# How to tell if ex wants to R? Meeting for dinner on her B day



## Movingon_ (Feb 13, 2013)

We have been divorced for over a year. She had an affair with a married co-worker which I pushed her to have. During our year of divorce, there has not been a month go by that she did not come to me with tears in her eyes saying she missed me and our family. This happened 2 to 3 times a month like clock work.

BUT, she has gone cold since the start of February. I have not seen tears for a while. Almost like she gave herself one year to morn the loss of the mariage then moved on.

But, she wants to meet just her and I for dinner on her B day to talk. I am not sure if she just wants to put final closure on this or maybe to R. I am not sure. Not sure that I want to R, but the thoughts of putting our family back together excites me.
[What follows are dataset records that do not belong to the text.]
Issue #2233, opened 2021-02-08
Refactor RemoveAll method


papafe:
The `RemoveAll` method in `Realm.cs` looks like this at the moment:
```
public void RemoveAll()
{
    ThrowIfDisposed();

    foreach (var metadata in Metadata.Values)
    {
        using var resultsHandle = SharedRealmHandle.CreateResults(metadata.TableKey);
        resultsHandle.Clear(SharedRealmHandle);
    }
}
```
It would be best to implement the method natively. The current implementation could cause some surprise if a user opens a `realm` with only a subset of the schema, and then `RemoveAll` doesn't leave the database file empty. As a nice secondary effect this should also speed up this method

PR #3072, opened 2022-10-31
Add native removeAll implementation

gagik:
## Description
Uses a single native call to remove all objects from Realm through `Realm.RemoveAll()`
Fixes https://github.com/realm/realm-dotnet/issues/2233

##  TODO

* [x] Changelog entry
* [x] Tests (if applicable)

### DIFF
--- a/CHANGELOG.md
+++ b/CHANGELOG.md
@@ -80,7 +80,6 @@ In order to use the source generation the model classes need to be declared impl
 * Seamlessly handle migrating an App Services application deployment model. (Core upgrade)
 * Slightly improve performance of `Realm.RemoveAll()` which removes all objects from an open Realm database. (Issue [#2233](https://github.com/realm/realm-dotnet/issues/2194))
 
-
 ### Fixed
 * Fix a use-after-free when a sync session is closed and the app is destroyed at the same time. (Core upgrade)
 * Fixed a `NullReferenceException` occurring in `RealmObjectBase`'s finalizer whenever an exception is thrown before the object gets initialized. (Issue [#3045](https://github.com/realm/realm-dotnet/issues/3045))
--- a/CHANGELOG.md
+++ b/CHANGELOG.md
@@ -1,7 +1,6 @@
 ## vNext (TBD)
 
 ### Enhancements
-* Slightly improve performance of `Realm.RemoveAll()` which removes all objects from an open Realm database. (Issue [#2233](https://github.com/realm/realm-dotnet/issues/2194))
 * Added two extension methods on `IDictionary` to get an `IQueryable` collection wrapping the dictionary's values:
   * `dictionary.AsRealmQueryable()` allows you to get a `IQueryable<T>` from `IDictionary<string, T>` that can be then treated as a regular queryable collection and filtered/ordered with LINQ or `Filter(string)`.
   * `dictionary.Filter(query, arguments)` will filter the list and return a filtered collection of dictionary's values. It is roughly equivalent to `dictionary.AsRealmQueryable().Filter(query, arguments)`.
@@ -9,6 +8,7 @@
   The resulting queryable collection will behave identically to the results obtained by calling `realm.All<T>()`, i.e. it will emit notifications when it changes and automatically update itself. (Issue [#2647](https://github.com/realm/realm-dotnet/issues/2647))
 * Improve performance of client reset with automatic recovery and converting top-level tables into embedded tables. (Core upgrade)
 * Flexible sync will now wait for the server to have sent all pending history after a bootstrap before marking a subscription as Complete. (Core upgrade)
+* Slightly improve performance of `Realm.RemoveAll()` which removes all objects from an open Realm database. (Issue [#2233](https://github.com/realm/realm-dotnet/issues/2194))
 
 ### Fixed
 * Prevented `IEmbeddedObject`s and `IAsymmetricObject`s from being used as `RealmValue`s when added to a realm, and displaying more meaningful error messages.
--- a/CHANGELOG.md
+++ b/CHANGELOG.md
@@ -1,6 +1,7 @@
 ## vNext (TBD)
 
 ### Enhancements
+* Slightly improve performance of `Realm.RemoveAll()` which removes all objects from an open Realm database. (Issue [#2233](https://github.com/realm/realm-dotnet/issues/2194))
 * Added two extension methods on `IDictionary` to get an `IQueryable` collection wrapping the dictionary's values:
   * `dictionary.AsRealmQueryable()` allows you to get a `IQueryable<T>` from `IDictionary<string, T>` that can be then treated as a regular queryable collection and filtered/ordered with LINQ or `Filter(string)`.
   * `dictionary.Filter(query, arguments)` will filter the list and return a filtered collection of dictionary's values. It is roughly equivalent to `dictionary.AsRealmQueryable().Filter(query, arguments)`.
@@ -78,7 +79,6 @@ In order to use the source generation the model classes need to be declared impl
 * Prioritize integration of local changes over remote changes - shorten the time users may have to wait when committing local changes. Stop storing downloaded changesets in history. (Core upgrade)
 * Greatly improve the performance of sorting or distincting a Dictionary's keys or values. The most expensive operation is now performed O(log N) rather than O(N log N) times, and large Dictionaries can see upwards of 99% reduction in time to sort. (Core upgrade)
 * Seamlessly handle migrating an App Services application deployment model. (Core upgrade)
-* Slightly improve performance of `Realm.RemoveAll()` which removes all objects from an open Realm database. (Issue [#2233](https://github.com/realm/realm-dotnet/issues/2194))
 
 ### Fixed
 * Fix a use-after-free when a sync session is closed and the app is destroyed at the same time. (Core upgrade)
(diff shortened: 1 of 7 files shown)


wrappers/src/shared_realm_cs.cpp
```diff
@@ -754,6 +754,19 @@ REALM_EXPORT bool shared_realm_remove_type(const SharedRealm& realm, uint16_t* t
     });
 }
 
+REALM_EXPORT bool shared_realm_remove_all(const SharedRealm& realm, NativeException::Marshallable& ex)
+{
+    return handle_errors(ex, [&]() {
+        realm->verify_in_write();
```
gagik, line 760: not sure if I should add more tests, there's `RemoveAllObjectsShouldClearTheDatabase` in theory the only thing that's not being tackled here is making sure it errors when not in write... but I do not see this tested in other functions that are expected to do.

CHANGELOG.md
```diff
@@ -20,6 +20,8 @@
 * Prioritize integration of local changes over remote changes - shorten the time users may have to wait when committing local changes. Stop storing downloaded changesets in history. (Core upgrade)
 * Greatly improve the performance of sorting or distincting a Dictionary's keys or values. The most expensive operation is now performed O(log N) rather than O(N log N) times, and large Dictionaries can see upwards of 99% reduction in time to sort. (Core upgrade)
 * Seamlessly handle migrating an App Services application deployment model. (Core upgrade)
+* Slightly improve performance of `Realm.RemoveAll()` which removes all objects from an open Realm database. (Issue [#2233](https://github.com/realm/realm-dotnet/issues/2194))
```
gagik, line 23: let me know if I should word this differently

wrappers/src/shared_realm_cs.cpp
gagik: thank you, I was unsure how to check on this. How does one get schema from core rather than OS? Core API does not seem clear in this differentiation.

gagik: I found `get_full_schema` in core.... but it is a private method

wrappers/src/shared_realm_cs.cpp
```diff
@@ -754,6 +754,20 @@ REALM_EXPORT bool shared_realm_remove_type(const SharedRealm& realm, uint16_t* t
...
+
+        auto full_schema = ObjectStore::schema_from_group(realm->read_group());
```
gagik, line 762: This is related to [get_full_schema from core](https://github.com/realm/realm-core/blob/b86d2107fec4246b55af24a3b11e00275575f808/src/realm/object-store/shared_realm.cpp#L329) which is unfortunately a private field right now... I am not sure how many of those checks the function does is crucial beyond caching for sake of performance... Immutability check seems relevant here, but I am unsure; current implementation like this passes both basic and partial schema tests that used to not pass. @nirinchev

CHANGELOG.md
papafe: I think we should specify that we also changed the behaviour (and eventually change the text for the docs too)

Tests/Realm.Tests/Database/RemoveTests.cs
```diff
@@ -153,6 +153,38 @@ public void RemoveAllObjectsShouldClearTheDatabase()
             Assert.That(_realm.All<AllTypesObject>().Count(), Is.EqualTo(0));
         }
 
+        [Test]
+        public void RemoveAllObjectsShouldClearEntireDatabaseWithPartialSchema()
+        {
+            var c1 = new RealmConfiguration
+            {
+                Schema = new[] { typeof(Person), typeof(IntPrimaryKeyWithValueObject) }
```
gagik, line 161: Maybe not best classes to choose but unfortunately many other classes in schema reference other classes which would make it more confusing as it'd require those referenced classes to be included in schema too

wrappers/src/shared_realm_cs.cpp
papafe: I forgot that actually we have a long-standing ticket somewhere where we request that the schema at object store level should be the same that core sees. 
I am also not sure of how to do it to be honest 😁 I would need to take a look to do it. 
Another thing, we need to be sure that this works fine with Flexible Sync. So, if for example we call this method, this should only delete the objects that have been synced, and doesn't delete more on the server

nirinchev: `ObjectStore::schema_from_group(realm->read_group())` is probably an overkill for this as you don't really care about the entire schema - you only want the tables (hint: you can get those from the group).

Tests/Realm.Tests/Database/RemoveTests.cs
```diff
@@ -153,6 +153,38 @@ public void RemoveAllObjectsShouldClearTheDatabase()
...
+            };
+            var r1 = Realm.GetInstance(c1);
```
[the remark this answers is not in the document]
papafe: I think it's fine that we keep it r1 and r2. You should use `GetRealm` or similar from the base class though, as it takes care of cleaning up

Tests/Realm.Tests/Database/RemoveTests.cs
```diff
@@ -153,6 +153,36 @@ public void RemoveAllObjectsShouldClearTheDatabase()
...
+                Schema = new[] { typeof(IntPrimaryKeyWithValueObject) }
+            };
+            var r2 = GetRealm(c2);
+            r2.Write(() =>
+            {
+                r2.RemoveAll();
+            });
+
+            // Reopen with the complete schema
+            r1 = Realm.GetInstance(c1);
```
gagik, line 182: So, interestingly enough. My attempt at just using `read_group()` without getting a full schema as @nirinchev suggested and it did allow me to pass the first test but throws the following here:
```
Realms.Tests.Database.RemoveTests.RemoveAllObjectsShouldClearEntireDatabaseWithPartialSchema:
    Outcome: Failed
    Error Message:
    Realms.Exceptions.RealmException : Object was deleted
    Stack Trace:
       at Realms.NativeException.ThrowIfNecessary(Func`2 overrider) in /Users/gagik.amaryan/Documents/realm-dotnet/Realm/Realm/Native/NativeException.cs:line 88
   at Realms.SharedRealmHandle.Open(Configuration configuration, RealmSchema schema, Byte[] encryptionKey) in /Users/gagik.amaryan/Documents/realm-dotnet/Realm/Realm/Handles/SharedRealmHandle.cs:line 398
   at Realms.RealmConfiguration.CreateHandle(RealmSchema schema) in /Users/gagik.amaryan/Documents/realm-dotnet/Realm/Realm/Configurations/RealmConfiguration.cs:line 142
   at Realms.RealmConfigurationBase.CreateRealm() in /Users/gagik.amaryan/Documents/realm-dotnet/Realm/Realm/Configurations/RealmConfigurationBase.cs:line 211
   at Realms.Realm.GetInstance(RealmConfigurationBase config) in /Users/gagik.amaryan/Documents/realm-dotnet/Realm/Realm/Realm.cs:line 104
   at Realms.Tests.Database.RemoveTests.RemoveAllObjectsShouldClearEntireDatabaseWithPartialSchema() in /Users/gagik.amaryan/Documents/realm-dotnet/Tests/Realm.Tests/Database/RemoveTests.cs:line 183
```
I am assuming it deletes more than objects with this call. What kind of "tables" are there?

papafe: So... There should be also some tables that are used by realm for bookkeeping, so it would be good to ask someone from core how to recognise those

nirinchev: You could also try debugging this and seeing which tables get cleared.

wrappers/src/shared_realm_cs.cpp
```diff
@@ -754,6 +754,22 @@ REALM_EXPORT bool shared_realm_remove_type(const SharedRealm& realm, uint16_t* t
...
 
+REALM_EXPORT bool shared_realm_remove_all(const SharedRealm& realm, NativeException::Marshallable& ex)
+{
+    return handle_errors(ex, [&]() {
+        realm->verify_in_write();
+
+        realm::Group& all_tables = realm->read_group();
+        for(realm::TableKey table_key : all_tables.get_table_keys()) {
+            auto table = all_tables.get_table(table_key);
+            if (table->get_name().begins_with("class_")) {
```
gagik, line 765: Thanks to conversation with Jørgen, this way only the classes get cleared and passes both tests 🎉

wrappers/src/shared_realm_cs.cpp
```diff
@@ -754,6 +754,22 @@ REALM_EXPORT bool shared_realm_remove_type(const SharedRealm& realm, uint16_t* t
     });
 }
 
+REALM_EXPORT bool shared_realm_remove_all(const SharedRealm& realm, NativeException::Marshallable& ex)
+{
+    return handle_errors(ex, [&]() {
+        realm->verify_in_write();
+
+        realm::Group& all_tables = realm->read_group();
+        for(realm::TableKey table_key : all_tables.get_table_keys()) {
```
nirinchev, line 763:
```suggestion
        for (auto table_key : all_tables.get_table_keys()) {
```

wrappers/src/shared_realm_cs.cpp
```diff
@@ -754,6 +754,22 @@ REALM_EXPORT bool shared_realm_remove_type(const SharedRealm& realm, uint16_t* t
     });
 }
 
+REALM_EXPORT bool shared_realm_remove_all(const SharedRealm& realm, NativeException::Marshallable& ex)
+{
+    return handle_errors(ex, [&]() {
+        realm->verify_in_write();
+
+        realm::Group& all_tables = realm->read_group();
```
nirinchev, line 762:
```suggestion
        auto& group = realm->read_group();
```

`all_tables` is a bit of a weird name for the group - even though we're using it to get the tables, that is not its sole purpose, so let's go with the more boring, but accurate `group`.

nirinchev (approved):
Good stuff. Two very minor nits from me.

papafe:
Looks good. I think we need two things:
- Make the CI green. It seems that there are errors while building the wrappers
- It would be good to add some tests for sync too. We need to see what's the behaviour with clearing the table. With flexible sync, for instance, would it remove all objects, including the ones that have not been synced because they are not part of the queries?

we were together for 22 years. Married for 15. We have two great kids that we are both so proud of. I still do not know how someone could walk away from so much history, a great little family just because they lost the spark. She did not want to work on the marriage or go to C.


----------



## Dedicated2Her (Nov 13, 2010)

First thing I would say, is that you have to calm down. You are already running senarios through your head and trying to figure it out. 

STOP. This isn't about what she wants. It's about what you want and what is ultimately good for the both of you. My advice, take it for what it is: Two coparents meeting to talk about the "business" of being parents or partners in raising your children. No more, no less. 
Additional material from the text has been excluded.